* Work to complete
Print each record below exactly as it appears.

□ □ □ □ □ □ □

PR #16985, opened 2025-03-06
Fix Slim attributes

### LINKED ISSUE #16975: 4.0.10 - Regression with SLIM templates

v4.0.10

@tailwindcss/cli

v22.12.0

Brave 1.76.73

macOS 15

**Reproduction URL**

https://github.com/ledermann/tailwind-4.0.10-slim-issue

**Describe your issue**

Since 4.0.10, the parser fails to handle brackets in SLIM templates. See this example:

```slim
.text-xl.text-red-600[
  data-foo="bar"
]
  | This line should be red
```

Here, the class `text-red-600` is not processed.

Image

It works fine with 4.0.9

RobinMalfait:
This PR fixes an issue in Slim templates where the start of attributes causes some candidates to be missing.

□ □ □ □ □ □ □

* Answer
PR #16985, opened 2025-03-06
Fix Slim attributes

### LINKED ISSUE #16975: 4.0.10 - Regression with SLIM templates

v4.0.10

@tailwindcss/cli

v22.12.0

Brave 1.76.73

macOS 15

**Reproduction URL**

https://github.com/ledermann/tailwind-4.0.10-slim-issue

**Describe your issue**

Since 4.0.10, the parser fails to handle brackets in SLIM templates. See this example:

```slim
.text-xl.text-red-600[
  data-foo="bar"
]
  | This line should be red
```

Here, the class `text-red-600` is not processed.

Image

It works fine with 4.0.9

RobinMalfait:
This PR fixes an issue in Slim templates where the start of attributes causes some candidates to be missing.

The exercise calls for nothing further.